DIRECTIONS FOR THIS TASK » Below are several records. Retype exactly those lines running from the one with "Thanks for the" through the one with "FYI—This change had", end lines included, and no others.

===

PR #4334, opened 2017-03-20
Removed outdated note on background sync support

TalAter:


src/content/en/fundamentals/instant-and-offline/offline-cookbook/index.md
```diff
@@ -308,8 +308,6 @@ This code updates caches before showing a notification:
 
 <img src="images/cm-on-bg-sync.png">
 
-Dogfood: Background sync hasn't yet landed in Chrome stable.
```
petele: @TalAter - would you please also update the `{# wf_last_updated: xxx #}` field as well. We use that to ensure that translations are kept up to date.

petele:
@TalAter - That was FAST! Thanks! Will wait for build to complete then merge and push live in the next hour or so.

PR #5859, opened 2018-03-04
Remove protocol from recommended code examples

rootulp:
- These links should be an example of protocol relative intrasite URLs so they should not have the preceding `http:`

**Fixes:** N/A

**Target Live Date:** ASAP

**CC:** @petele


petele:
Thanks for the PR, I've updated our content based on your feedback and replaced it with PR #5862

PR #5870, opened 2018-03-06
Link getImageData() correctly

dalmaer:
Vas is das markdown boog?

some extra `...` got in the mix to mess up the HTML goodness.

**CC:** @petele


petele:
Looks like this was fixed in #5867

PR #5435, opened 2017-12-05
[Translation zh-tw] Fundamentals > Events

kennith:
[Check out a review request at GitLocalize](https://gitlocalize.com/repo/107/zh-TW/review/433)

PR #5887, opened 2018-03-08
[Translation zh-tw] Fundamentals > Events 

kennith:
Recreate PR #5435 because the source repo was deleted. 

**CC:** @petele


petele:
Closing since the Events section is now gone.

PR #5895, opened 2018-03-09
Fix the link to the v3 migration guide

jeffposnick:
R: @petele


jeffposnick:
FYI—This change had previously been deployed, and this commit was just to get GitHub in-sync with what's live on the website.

===

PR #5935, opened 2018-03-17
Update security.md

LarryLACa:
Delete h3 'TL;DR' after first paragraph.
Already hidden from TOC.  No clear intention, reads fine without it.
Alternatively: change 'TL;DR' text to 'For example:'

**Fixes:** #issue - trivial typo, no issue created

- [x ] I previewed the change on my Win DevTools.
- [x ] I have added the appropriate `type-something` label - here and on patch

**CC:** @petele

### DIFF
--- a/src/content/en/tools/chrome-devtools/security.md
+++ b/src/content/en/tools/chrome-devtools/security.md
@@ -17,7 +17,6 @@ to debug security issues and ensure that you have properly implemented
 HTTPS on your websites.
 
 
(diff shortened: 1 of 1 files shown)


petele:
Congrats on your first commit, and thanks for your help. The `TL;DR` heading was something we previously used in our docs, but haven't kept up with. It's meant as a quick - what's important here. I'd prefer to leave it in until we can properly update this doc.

===

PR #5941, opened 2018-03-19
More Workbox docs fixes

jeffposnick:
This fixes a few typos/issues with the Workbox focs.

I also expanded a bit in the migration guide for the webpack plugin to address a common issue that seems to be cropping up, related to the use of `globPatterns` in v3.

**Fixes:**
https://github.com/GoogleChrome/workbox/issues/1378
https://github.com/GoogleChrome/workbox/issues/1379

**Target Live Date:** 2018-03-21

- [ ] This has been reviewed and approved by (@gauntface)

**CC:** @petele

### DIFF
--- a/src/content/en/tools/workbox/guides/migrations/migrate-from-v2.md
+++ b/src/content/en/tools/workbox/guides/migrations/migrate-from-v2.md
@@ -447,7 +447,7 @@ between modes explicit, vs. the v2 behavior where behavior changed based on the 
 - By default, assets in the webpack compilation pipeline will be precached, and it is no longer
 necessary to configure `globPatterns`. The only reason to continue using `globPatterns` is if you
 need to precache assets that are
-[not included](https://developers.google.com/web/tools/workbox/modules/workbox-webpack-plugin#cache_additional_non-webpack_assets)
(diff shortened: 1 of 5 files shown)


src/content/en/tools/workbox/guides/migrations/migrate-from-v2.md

===

ANSWER SPACE »
Thanks for the PR, I've updated our content based on your feedback and replaced it with PR #5862

PR #5870, opened 2018-03-06
Link getImageData() correctly

dalmaer:
Vas is das markdown boog?

some extra `...` got in the mix to mess up the HTML goodness.

**CC:** @petele


petele:
Looks like this was fixed in #5867

PR #5435, opened 2017-12-05
[Translation zh-tw] Fundamentals > Events

kennith:
[Check out a review request at GitLocalize](https://gitlocalize.com/repo/107/zh-TW/review/433)

PR #5887, opened 2018-03-08
[Translation zh-tw] Fundamentals > Events 

kennith:
Recreate PR #5435 because the source repo was deleted. 

**CC:** @petele


petele:
Closing since the Events section is now gone.

PR #5895, opened 2018-03-09
Fix the link to the v3 migration guide

jeffposnick:
R: @petele


jeffposnick:
FYI—This change had previously been deployed, and this commit was just to get GitHub in-sync with what's live on the website.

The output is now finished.